THE INCREDIBLE JOURNEY... RUTH LITTNER

It is my pleasure to welcome this astounding writer to the Writer's Journey Blog this week.

Even when I was short—which never really occurred—I took a great interest in writing. I remember composing short stories beginning around fourth grade and getting As and 100s from my teachers on creative pieces. But my focus switched as I grew because I found that I belonged to a select club that I never signed up for—as the child of traumatized parents whose journeys and sequellae influenced my thoughts, motives, actions, and ultimately, my writing. I continued to enjoy creative writing and even ventured into journalism in college, writing for my school newspaper at the State University of New York at Buffalo.


But writing about current events eventually took a backseat in my mind to exploring the past. I had the good fortune of being able to discuss with my parents all of the hows, whys, wheres, and whos regarding their histories and their traumas. They were both victims of, and survivors of, the Holocaust. And when I was old enough to ask so many of the right questions, I did. I pressed and I pressed. And I wrote and I wrote.
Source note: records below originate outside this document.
PR #3815, opened 2021-03-03
unzip silently on production guide

pedro-nonfree:
## Description

added argument `-q` to unzip to it is silent output such as previous curl and wget commands in this guide


rigelk:
Why?

PR #3818, opened 2021-03-03
Patch 1

ChrystianRubio:
## Has this been tested?

- [ x ] 🙅 no, because they aren't needed


Chocobozzz:
Thanks but we don't really need this, and this breaks the CI.

Issue #3810, opened 2021-03-02
Simplify download modal


kontrollanten:
**Describe the problem to be solved**
Today there's a lot of information in the download video modal which may be confusing for novice users. It's unclear what happens when selecting one of the tab (Format, Video stream and Audio stream), we've had some users that selected audio stream and thought that would download the audio only. Non-technical users gets confused when the torrent option is selected and don't really know what that means. If you select "direct download" and choose Download the browser will open the file, instead of start downloading it.

**Describe the solution you would like:**
- [ ] Less information, at least by default.
- [x] ~Direct download by default.~ Solved in #3880 
- [x] ~The copy icon is [uncommon](https://www.google.com/search?q=copy+icon&source=lnms&tbm=isch&sa=X&ved=2ahUKEwiI1OS1rpLvAhVpkosKHfrTBAQQ_AUoAXoECBQQAw&biw=1650&bih=819), I'd propose the `duplicate` icon and/or a text "Copy" text instead.~ Solved in #3867

**Describe alternatives you have considered**  

![image](https://user-images.githubusercontent.com/6680299/109705100-aa28a280-7b97-11eb-9aff-c2fca0f41a8e.png)

PR #3880, opened 2021-03-23
Set direct download as default download method

kontrollanten:
## Description
By setting direct download as default method users with low tech skills can just click "Download" and it works as they expect. Whilst users that want to use torrent probably also are more technological skilled and therefore more comfortable in the UX and can easily switch to torrent if they'd like.

## Related issues
Relates to #3810 

## Has this been tested?

1) Go to a video watch page.
1) Open download modal.
1) See that direct dl is checked as default.


rigelk (approved):
Judging by the number of desktop torrent clients that support WebTorrent as of 2021, we probably don't need to push torrent as the favored download option anymore.

PR #3890, opened 2021-03-26
Show less information in download modal

### LINKED ISSUE #3810: Simplify download modal

kontrollanten:
## Description
* Resolution is switched with tabs instead of select list.
* Metadata is collapsed by default.
* Solves a bug: previously the metadata wasn't updated when choosing a resolution for the second time (check the last commit).

## Related issues
Closes #3810 

## Has this been tested?

1) Visit a video that has subtitles and multiple resolutions.
1) Open Download modal.
1) Switch between video and subtitle.
1) Switch between resolutions.

## Screenshots

Peek 2021-03-26 09-58

### DIFF
--- a/client/src/app/shared/shared-video-miniature/video-download.component.scss
+++ b/client/src/app/shared/shared-video-miniature/video-download.component.scss
@@ -17,6 +17,10 @@
   .nav-tabs {
     margin-top: 10x;
   }
+  
+  .glyphicon {
+    margin-right: 5px;
+  }
 }
 
 .peertube-select-container {
--- a/client/src/app/shared/shared-video-miniature/video-download.component.scss
+++ b/client/src/app/shared/shared-video-miniature/video-download.component.scss
@@ -1,6 +1,24 @@
 @import 'variables';
 @import 'mixins';
 
+.nav-content {
+  margin-top: 30px;
+}
+
+.advanced-filters-button {
+  display: flex;
+  justify-content: center;
+  align-items: center;
+  margin-top: 20px;
+  font-size: 16px;
+  font-weight: 600;
+  cursor: pointer;
+
+  .nav-tabs {
+    margin-top: 10x;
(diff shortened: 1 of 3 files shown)


client/src/app/shared/shared-video-miniature/video-download.component.scss
```diff
@@ -1,6 +1,24 @@
...
+  justify-content: center;
+  align-items: center;
+  margin-top: 20px;
+  font-size: 16px;
+  font-weight: 600;
+  cursor: pointer;
+
+  .nav-tabs {
+    margin-top: 10x;
+  }
```
rigelk, line 19:
```suggestion
  }
  
  .glyphicon {
    margin-right: 5px;
  }
```

rigelk (approved):
LGTM. I think we can do better than this advanced/simple toggle button, like with a "peertube-link style" toggle _in_ the modal action row (bottom) left-hand corner.

rigelk:
Thanks @kontrollanten for taking the refactorization!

My notes, my ideas, their quotes, their statements. But I didn’t feel their pain through their words, even though I heard the words. They had tried for so long to shield me from that pain. So we went, after much cajoling and bribery, to Poland, their birthplaces. I was already a married woman with children, but I left the present behind in the States, and I took a journey with them and other Holocaust survivors and some of their adult children, to the past: the Heavens of their childhoods and the Hells of their tortures. All of them. Everyone on our tour aside from “the youngsters,” us, the second generation or 2gs, had been brutalized, tortured, starved; and everyone on our tour agreed to return to the scene of the crime 70+ years later to revisit the past, to show the youngsters, to feel the pain, to heal the pain.


I took notes on what I saw; notes on my parents’ reactions to what remained and what was lost; notes on other survivors’ comments; notes on how the current residents—in my parents’ stolen homes—saw Jews today; notes on the countryside and architecture and modernization; and notes on how close I was to the situation and still couldn’t begin to perceive what they each went through.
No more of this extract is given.